SUPPLIED MATERIAL
########

PR #595, opened 2020-05-03
Update vhost config instructions ot use ocf/etc

jvperrin:
Since ocf/etc#108 these configs are in the ocf/etc and we're switching that to be the source of truth. I also updated some of the language here around how quickly updates for new vhosts/apphosts/mailhosts go through the pipeline and tested viewing the page through a local copy of ocfweb to make sure it looks reasonable and the new links load.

########

Repeat every line of the material exactly as given.

PR #595, opened 2020-05-03
Update vhost config instructions ot use ocf/etc

jvperrin:
Since ocf/etc#108 these configs are in the ocf/etc and we're switching that to be the source of truth. I also updated some of the language here around how quickly updates for new vhosts/apphosts/mailhosts go through the pipeline and tested viewing the page through a local copy of ocfweb to make sure it looks reasonable and the new links load.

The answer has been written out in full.